5.2.2. Performance Comparison (RQ4)
In this subsection, we will compare NMetricF performance with baselines on item ranking task.
Table 4 summarizes the results of all methods. We adopt Presicion@K and Recall@K to evaluate our experimental ranking prediction results. In
Table 4, the larger the P@K or R@K value, the better the performance of the model. The best performance on each dataset is highlighted in bold, and the second-best one is highlighted with an underline. The improvement is calculated as follows. For example, our method achieves a maximum P@K value of 0.486, while the maximum P@K value in the baseline method is 0.452, which is the second-best performance. Thus, the performance improvement rate of our method is calculated as follows: (0.486 − 0.452)/0.452 × 100%, representing the rate of improvement of the best performance compared to the second-best performance. From
Table 4 we can draw the following conclusions:
NMetricF is the best one among all methods. Specifically, on FilmTrust dataset, compared with the suboptimal method, the performance of NMetricF is improved by 6.6%, 8.1%, 3.4% and 2.1%, respectively, in four different evaluation indicators: p@5, P@10, R@5 and R@10. On the EachMovie dataset, NMetricF outperforms the second method with 1.7%, 3.8%, 3.0%, 4.1%, respectively, in four different evaluation indicators: p@5, P@10, R@5 and R@10. These prove that NMetricF is still superior to baseline methods on the ranking recommendation task.

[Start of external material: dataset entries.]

PR #596, opened 2023-07-08
Month and weekday arithmetic methods

### LINKED ISSUE #593: Advanced date arithmetic functionality
First of all, thank you for maintaining a crate that has proven very useful many times in my projects.

However, I think what this crate lacks is more advanced and high-level date arithmetic that can make writing code related to time calculations easier.

# Examples
- advance several months using one method or something simpler in general instead of having to manually calculate the target month and year
- calculate the first/nth occurence of weekday for a given month
- get the next/previous/nth weekday relative to a given point in time
- being able to get the time when a day/month/year starts (so basically rounding to given time units, although I see this has been mentioned in #524).

I believe this would be a great addition for this crate because operations on dates can be quite daunting because of all the inconsistencies in time units, like month lengths and leap years.

Also, this idea is quite general and would make for a very large contribution, so if you are interested, I could elaborate on some arithmetic features more specifically.

If this sounds like a good idea, I could try to contribute to it.

HubertK05:
This PR includes:
- nth_prev() method for Weekday,
- nth_prev() and nth_next() methods for Month,
- tests for methods listed above.

Closes #593.

### DIFF
--- a/tests/month.rs
+++ b/tests/month.rs
@@ -33,6 +33,74 @@ fn next() {
 }
 
 #[test]
+fn nth_next() {
+    assert_eq!(January.nth_next(0), January);
+    assert_eq!(January.nth_next(1), February);
+    assert_eq!(January.nth_next(2), March);
+    assert_eq!(January.nth_next(3), April);
+    assert_eq!(January.nth_next(4), May);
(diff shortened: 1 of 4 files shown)


jhpratt:
Looks great. Thank you!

Euclidean distance-based models (e.g., NMetricF) outperform dot-product-based ones (e.g., NeuMF), demonstrating that distance interaction is better than dot-product interaction for measuring and characterizing the relationship between the user profile and item profile in the field of the recommender system.
6. Summary and Prospect
Combining metric factorization and deep learning techniques, we propose the neural metric factorization (NMetricF) method. This method first converts the user–item rating matrix into a distance matrix and then fits the distance matrix using the metric interaction of the neural network. Extensive experiments on six datasets demonstrate that NMetricF greatly outperforms previous baseline methods for both rating prediction and item ranking tasks.
NMetricF explores the role of Euclidean distance in recommendations. Experiments show that Euclidean distance interaction can eliminate the incompatibility of triangular inequalities caused by matrix factorization. In addition, large amounts of other structural or auxiliary information indeed exist in real-world scenarios, such as social networks, item contexts or review information. We can add this information to our proposed framework to help with recommendations.
In the following work, we intend to use the neural metric factorization model for a number of related areas in medical research [
17,
18,
19,
20,
21,
22,
23], and we believe that this model may be useful for applications such as disease prediction.